SeaBee Data Analysis Products

Rapport
Publiseringsår
2025
Eksterne nettsted
Cristin
Forfattere
Arnt Børre Salberg, Are Charles Jensen, Jarle Hamar Reksten, Sindre Molværsmyr, Hege Gundersen, Kristina Øie Kvile, Martin Biuw, Theodor Johannes Line Forgaard, Kasper Hancke

Sammendrag

This report details the data analysis products developed within the SeaBee project, a national infrastructure for drone-based services for use in coastal and aquatic research, mapping and monitoring of habitats, animal communities, and anthropogenic impacts. We present an advanced, automated data analysis pipeline that leverages deep learning for two primary tasks: pixel-wise thematic mapping of coastal habitats and object detection for counting wildlife. The pipeline utilizes models such as U-Net and Faster R-CNN to process high-resolution drone imagery (RGB, MSI, and HSI) and incorporates a novel hierarchical classification structure for habitat mapping and a robust method for detecting out-of-distribution (OOD) samples. We demonstrate the pipeline's pixel-wise mapping effectiveness through extensive experiments at three diverse Norwegian coastal sites—Remøy, Vega, and Ølbergholmen—achieving high accuracy in mapping complex habitats like kelp forests and various substrate types. Furthermore, the object detection framework shows strong performance in the automated counting and classification of 11 seabird species and coastal seals, offering a significant improvement in efficiency over traditional survey methods.

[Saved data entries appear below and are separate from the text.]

PR #355, opened 2026-09-09
feat: Global search

erwanMarmelab:
## Problem

When a user looks for a past note, the only possible way to find it is by contact. If they remember only a term of the note but not the contact name, they’re obliged to check all contacts one by one

## Solution

Add a search engine for notes & other content

## How

A `search_index` view flattens the six sources into `(resource, record_id, title, subtitle, content)` — same `UNION ALL` shape as `activity_log`, `security_invoker = on` so RLS still applies. The frontend queries it like any resource, with a single `content@ilike` filter; `ra-data-postgrest` ANDs one `ilike` per word, so "Thomas TF1" matches both words

## Additional Checks


supabase/schemas/03_views.sql
```diff
@@ -132,3 +132,104 @@ select count(sub.id) as is_initialized
...
+from public.tasks t
+    left join public.contacts tco on tco.id = t.contact_id
+union all
+select
+    ('contactNote.' || cn.id) as id,
+    'contact_notes' as resource,
+    cn.id as record_id,
+    cn.text as title,
+    concat_ws(' ', nco.first_name, nco.last_name) as subtitle,
+    concat_ws(
```
pysnooLab, line 215: **Displayed name is not searchable.** `subtitle` carries the parent contact/deal name, `content` does not, and the provider ANDs one `ilike` per word. "sourdough Thomas" returns 0 for a note on Thomas Anderson containing "sourdough", the exact use case this PR targets. Same in `deal_notes` (L229), `tasks` (L193) and `companies` (L143, `sector`).

Fold the subtitle expression into each arm's `content`.

supabase/schemas/03_views.sql
```diff
@@ -132,3 +132,104 @@ select count(sub.id) as is_initialized
...
+    ('task.' || t.id) as id,
+    'tasks' as resource,
+    t.id as record_id,
+    t.text as title,
+    concat_ws(' ', tco.first_name, tco.last_name) as subtitle,
+    concat_ws(' ', t.text, t.type) as content,
+    tco.company_id,
+    t.contact_id,
+    null::bigint as deal_id,
+    t.due_date as date
```
pysnooLab: **Future dates poison the shared sort key.** `date` is the shared sort key and every other arm feeds a past timestamp, while tasks feed a future `due_date`. With `date DESC` and a hard `perPage: 50`, tasks crowd out everything: "sourdough" matches 6221 rows across 3 resources, the 50 returned are 50 tasks dated 2027.

Use `coalesce(t.done_date, t.created_at)`.

supabase/schemas/03_views.sql
```diff
@@ -132,3 +132,104 @@ select count(sub.id) as is_initialized
...
+    left join public.companies dc on dc.id = d.company_id
+where d.archived_at is null
+union all
+select
+    ('task.' || t.id) as id,
+    'tasks' as resource,
+    t.id as record_id,
+    t.text as title,
+    concat_ws(' ', tco.first_name, tco.last_name) as subtitle,
+    concat_ws(' ', t.text, t.type) as content,
```
pysnooLab: **Completed tasks are indexed.** No `where` here, unlike the deals arm at L185: 15000 rows with `done_date is not null` are indexed. With the `due_date` sort key above, finished work outranks live records.

`where t.done_date is null`.

supabase/schemas/03_views.sql
```diff
@@ -132,3 +132,104 @@ select count(sub.id) as is_initialized
...
+        ' ',
+        dn.text,
+        (select string_agg(a ->> 'title', ' ') from unnest(dn.attachments) as a)
+    ) as content,
+    nd.company_id,
+    null::bigint as contact_id,
+    dn.deal_id,
+    dn.date
+from public.deal_notes dn
+    left join public.deals nd on nd.id = dn.deal_id;
```
pysnooLab: **Notes on archived deals are indexed.** The deals arm filters `archived_at`, this one does not, and the result links to a deal hidden from the pipeline.

`where nd.archived_at is null`.

supabase/schemas/03_views.sql
```diff
@@ -132,3 +132,104 @@ select count(sub.id) as is_initialized
...
 ) sub;
+
+create or replace view public.search_index with (security_invoker = on) as
+select
+    ('company.' || c.id) as id,
+    'companies' as resource,
+    c.id as record_id,
+    c.name as title,
+    c.sector as subtitle,
+    concat_ws(' ', c.name, c.description, c.website, c.city) as content,
```
pysnooLab: **Indexed fields diverge from the list pages, in both directions.** Companies lack `phone_number`/`zipcode`/`state_abbr` and gain `description`, contacts lack `background`, deals lack `category` and gain the company name. A record findable from its list page is not findable globally.

Derive both from one shared field list per resource.

supabase/schemas/03_views.sql
```diff
@@ -132,3 +132,104 @@ select count(sub.id) as is_initialized
 from (
     select sales.id from public.sales limit 1
 ) sub;
+
+create or replace view public.search_index with (security_invoker = on) as
```
pysnooLab, line 136: **Unindexable by construction.** `ilike '%term%'` over a computed `concat_ws` in a 6-way `UNION ALL` cannot use an index, and `pg_trgm` is not installed. Measured on 95k rows: 6 Seq Scans, 155 ms, plus 98 ms because `count=exact` re-scans for the total. Per keystroke.

Fine at demo scale. Add generated `tsvector` columns plus GIN indexes, or note the limit in the PR.

src/components/atomic-crm/search/GlobalSearchDialog.tsx
```diff
@@ -0,0 +1,120 @@
...
+  onOpenChange,
+}: {
+  open: boolean;
+  onOpenChange: (open: boolean) => void;
+}) => {
+  const translate = useTranslate();
+  const navigate = useNavigate();
+  const isMobile = useIsMobile();
+  const [query, setQuery] = useState("");
+  const { results, isPending, debouncedQuery } = useGlobalSearch(query);
```
pysnooLab: **Failures render as "no result".** `error` is returned by the hook and not destructured, so a missing view or a network failure lands in `CommandEmpty`. No fallback exists: `useGetList` sets `onError = noop` and `checkError` only rejects on 401/403. The user concludes the data does not exist.

Render an error state.

src/components/atomic-crm/search/GlobalSearchDialog.tsx
```diff
@@ -0,0 +1,120 @@
...
+
+  // Results whose resource has no page on this layout are dropped rather than
+  // rendered as dead entries.
+  const linkedResults = useMemo(
```
pysnooLab, line 44: **Mobile drops rows after the server-side cap.** The 50-row cap is server-side, then `deals`/`deal_notes` are dropped here because `MobileAdmin` registers only `contacts`, `companies`, `tasks`. When deals dominate the 50 most recent matches, mobile shows zero for a query that works on desktop.

Filter server-side with `resource@in`.

src/components/atomic-crm/search/GlobalSearchButton.tsx
```diff
@@ -0,0 +1,52 @@
...
+  variant?: "labelled" | "icon";
+}) => {
+  const translate = useTranslate();
+  const [open, setOpen] = useState(false);
+
+  useEffect(() => {
+    const onKeyDown = (event: KeyboardEvent) => {
+      if (event.key === "k" && (event.metaKey || event.ctrlKey)) {
+        event.preventDefault();
+        setOpen((previousOpen) => !previousOpen);
```
pysnooLab: **Cmd+K close leaves the query in place.** The shortcut toggles this component's state, bypassing the dialog's `handleOpenChange`, the only caller of `setQuery("")` (Escape and overlay click do clear). The stale term survives, and on reopen it is already past `MIN_SEARCH_LENGTH` so the old results render immediately.

Open only, or route through `handleOpenChange`.

src/components/atomic-crm/search/GlobalSearchButton.tsx
```diff
@@ -0,0 +1,52 @@
...
+  variant = "labelled",
+}: {
+  variant?: "labelled" | "icon";
+}) => {
+  const translate = useTranslate();
+  const [open, setOpen] = useState(false);
+
+  useEffect(() => {
+    const onKeyDown = (event: KeyboardEvent) => {
+      if (event.key === "k" && (event.metaKey || event.ctrlKey)) {
```
pysnooLab: **The shortcut is captured app-wide, including inside inputs.** Bound on `document` with an unconditional `preventDefault()` and no target check: Ctrl+K in a note editor opens the dialog.

Bail out on input, textarea and contenteditable.

src/components/atomic-crm/search/useGlobalSearch.ts
```diff
@@ -0,0 +1,47 @@
...
+ * Query the `search_index` view for a debounced search term.
+ *
+ * Stays idle until the term reaches MIN_SEARCH_LENGTH, so opening the dialog
+ * does not fire a request.
+ */
+export const useGlobalSearch = (query: string) => {
+  const debouncedQuery = useDebouncedValue(query.trim(), DEBOUNCE_MS);
+  const isEnabled = debouncedQuery.length >= MIN_SEARCH_LENGTH;
+
+  const { data, isPending, error } = useGetList<SearchResult>(
```
pysnooLab, line 45: **`content` is fetched on every keystroke and never used.** No `meta.columns`, so `select=*` ships the full `content` blob on 50 rows per keystroke: serialized `email_jsonb`/`phone_jsonb` for contacts, the whole note body for notes (duplicating `title`, itself untruncated server-side). Nothing reads it, `shouldFilter={false}` included.

Set `meta: { columns: [...] }`.

src/components/atomic-crm/dashboard/MobileDashboard.tsx
```diff
@@ -27,6 +28,7 @@ const Wrapper = ({ children }: { children: React.ReactNode }) => {
           />
           <h1 className="text-xl font-semibold">{title}</h1>
         </div>
+        <GlobalSearchButton variant="icon" />
```
pysnooLab: **Search is unreachable from every other mobile screen.** Only mobile call site. `MobileHeader` has 8 consumers, `MobileLayout` has no header, and Cmd+K does not exist on a phone.

Move the trigger into `MobileHeader`.

src/components/atomic-crm/providers/commons/search.ts
```diff
@@ -0,0 +1,176 @@
...
+      record_id: contact.id,
+      title: contactName(contact),
+      subtitle: contact.company_name ?? null,
+      content: null,
+      company_id: contact.company_id ?? null,
+      contact_id: contact.id,
+      deal_id: null,
+      date: contact.first_seen ?? null,
+    })),
+    ...deals
```
pysnooLab: **Archived deals consume slots before being filtered.** The fetch at L22 is unfiltered, so archived deals take places in the top 50 and are only dropped here. The view filters inside the UNION arm, before the limit. Live older deals are lost in the demo build.

Add `"archived_at@is": null` to the deals filter.

src/components/atomic-crm/providers/commons/search.ts
```diff
@@ -0,0 +1,176 @@
...
+      .filter((deal) => !deal.archived_at)
+      .map((deal) => ({
+        id: `deal.${deal.id}`,
+        resource: "deals" as const,
+        record_id: deal.id,
+        title: deal.name,
+        subtitle: null,
```
pysnooLab: **Deals lose their subtitle in the demo build.** The view selects `dc.name as subtitle`; hardcoded `null` here, so the row renders differently per provider. `getLabels` already does this for tasks and notes.

src/components/atomic-crm/providers/commons/search.ts
```diff
@@ -0,0 +1,176 @@
...
+      id: `contact.${contact.id}`,
+      resource: "contacts" as const,
+      record_id: contact.id,
+      title: contactName(contact),
+      subtitle: contact.company_name ?? null,
+      content: null,
+      company_id: contact.company_id ?? null,
+      contact_id: contact.id,
+      deal_id: null,
+      date: contact.first_seen ?? null,
```
pysnooLab, line 135: **Contacts are selected by one key and sorted by another.** L73 fetches the top 50 contacts by `last_seen` but stamps `first_seen`, which is what `byDateDesc` sorts on. The view uses `first_seen` throughout.

src/components/atomic-crm/providers/commons/search.ts
```diff
@@ -0,0 +1,176 @@
...
+      subtitle: dealLabels.get(note.deal_id) ?? null,
+      content: null,
+      company_id: null,
+      contact_id: null,
+      deal_id: note.deal_id,
+      date: note.date ?? null,
+    })),
+  ];
+
+  return rows.sort(byDateDesc).slice(0, MAX_RESULTS);
```
pysnooLab: **The two providers return different result sets, not just different fields.** This path takes 50 per resource and caps at 250; Supabase takes one global top 50. The demo build can surface a record production never returns. Worth adding to the FIXME at L57.

src/components/atomic-crm/providers/supabase/dataProvider.ts
```diff
@@ -353,6 +353,25 @@ const lifeCycleCallbacks: ResourceCallbacks[] = [
...
     },
   },
+  {
+    resource: "search_index",
+    beforeGetList: async (params) => {
+      if (!params.filter?.q) {
+        return params;
+      }
+      const { q, ...filter } = params.filter;
+      // A single `ilike` column: ra-data-postgrest splits the term on spaces
```
pysnooLab, line 366: **The comment describes output the provider does not produce.** `qs.stringify` uses indices format, so two words give `content[0]=…&content[1]=…` and three nest further. It works because PostgREST strips `[n]` subscripts and ANDs repeats, not because repeated `content=` params are sent.

Reword, the next reader will rely on it.

pysnooLab (commented):
Nice shape overall: reusing the `activity_log` `UNION ALL` pattern with `security_invoker = on` is the right call, the migration matches `03_views.sql` exactly so there is no phantom diff, and the `CommandDialog` fix (moving `DialogHeader` inside `DialogContent`) is a genuine a11y improvement. Findings below were verified against a local Postgres and a running PostgREST rather than read off the diff.

Three of them break the feature's own stated use case, so worth a look before merge:

1. **Multi-word search fails on 4 of the 6 arms.** The parent name is displayed as `subtitle` but is absent from `content`, and the provider ANDs one `ilike` per word. "sourdough Thomas" returns nothing for a note on Thomas Anderson containing "sourdough".
2. **Tasks monopolise the results.** `due_date` is a future timestamp feeding the shared `date DESC` sort key, against past timestamps everywhere else, under a hard 50-row cap with no pagination. Measured: 6221 matches across 3 resources, 50 tasks returned, 0 of anything else. The tasks arm also has no `where`, so completed tasks are indexed too.
3. **Errors are indistinguishable from empty results.** The `error` from `useGlobalSearch` is unused, so a missing view or a network failure renders "No result found" with no notification.

**Missing e2e coverage.** `e2e/` is untouched. The two added tests are welcome but cover only the FakeRest path: not the Supabase `content@ilike` filter, not Cmd+K, not navigation on select. The repo's `e2e-conventions` rule asks for an e2e spec on changes touching UI, filters, search or keyboard interactions, and exempts only pure CSS and migration-only changes. One spec asserting "a note word plus the parent contact name returns the note" would have caught findings 1, 2 and the mobile one at once.

Also worth noting: the docs checkbox is unchecked, and the behavior deserves a line in the user docs (min 2 characters, 50-row cap, no pagination, which resources are covered).

pysnooLab (changes requested):

supabase/schemas/03_views.sql
erwanMarmelab: `tasks` has no `created_at` (01_tables.sql:111). Added the column instead,
backfilled with `coalesce(done_date, due_date)` — same shape as `companies`
and `deals`. Verified after a full reset: a task due 2027-09-10 indexes at
2026-08-11.

supabase/schemas/03_views.sql
erwanMarmelab: Taking your second option: noting the limit, not fixing it. tsvector + GIN
needs a migration on all six tables and breaks FakeRest parity — follow-up if
volume grows. The 50-row cap is in the user docs.

supabase/schemas/03_views.sql
erwanMarmelab: Aligned both ways: +phone_number/zipcode/state_abbr, +background, +category.
Not derived from a shared list though — the list search is a TS array, the
view is SQL. Left a comment pointing at the TS side.

supabase/migrations/20260910140459_global_search.sql
```diff
@@ -0,0 +1,83 @@
+alter table "public"."tasks" add column "created_at" timestamp with time zone not null default now();
+
+update "public"."tasks" set "created_at" = coalesce("done_date", "due_date", "created_at");
```
pysnooLab, line 3: The view filters where t.done_date is null, so for every task row it exposes the done_date branch is unreachable and created_at always resolves to due_date. Open tasks then carry future dates, and since search_index is sorted date DESC with a hard perPage: 50 and no pagination or ranking, they outrank every other result type. Grouping in the dialog is client-side, so it cannot recover rows the server never returned.

Not visible locally: a fresh install has an empty tasks table and the FakeRest generator uses past dates. It only shows up on existing deployments after upgrade.

Suggest coalesce("done_date", "created_at"), or dropping the backfill.

src/components/atomic-crm/providers/commons/search.ts
```diff
@@ -0,0 +1,185 @@
...
+  return data as T[];
+};
+
+const getLabels = async <T extends { id: Identifier }>(
+  dataProvider: DataProvider,
+  resource: string,
+  ids: (Identifier | undefined | null)[],
+  getLabel: (record: T) => string,
+): Promise<Map<Identifier, string>> => {
+  const uniqueIds = [...new Set(ids.filter(Boolean) as Identifier[])];
```
pysnooLab, line 39: nit : ids.filter(Boolean) drops the valid id 0. FakeRest generators assign array-index ids (Array.from(Array(size).keys())) and FakeRest preserves them (addOne checks identifier != null), so record 0 exists in the demo build. Consequence is a missing subtitle on tasks and notes belonging to contact 0 or deal 0. Suggest ids.filter((id) => id != null).

Same pattern at line 142 for deal.company_id. Demo-only: Supabase identity columns start at 1.

pysnooLab (changes requested):

supabase/migrations/20260910140459_global_search.sql
erwanMarmelab: Right, the done_date branch was dead — thanks.

Not taking coalesce(done_date, created_at) though: it lands every open task
on the migration instant, so they all tie at the top of the same date DESC
sort. Same crowding, dated today instead of 2027.

Now trusting due_date only once it has passed, falling back to the contact's
first_seen, clamped with least(..., now()). Measured on an open task due
2027-09-10: indexes at 2026-02-27 instead of the migration day.

fzaninotto:
please let me test this one before merge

The results confirm that the SeaBee pipeline is a powerful, scalable tool for environmental research and management, though we also discuss challenges such as data imbalance and model generalizability that will inform future work. This research is funded by the Research Council of Norway, project ID #296478, to the Norwegian Infrastructure for drone-based research, mapping, and monitoring in the coastal zone (SeaBee).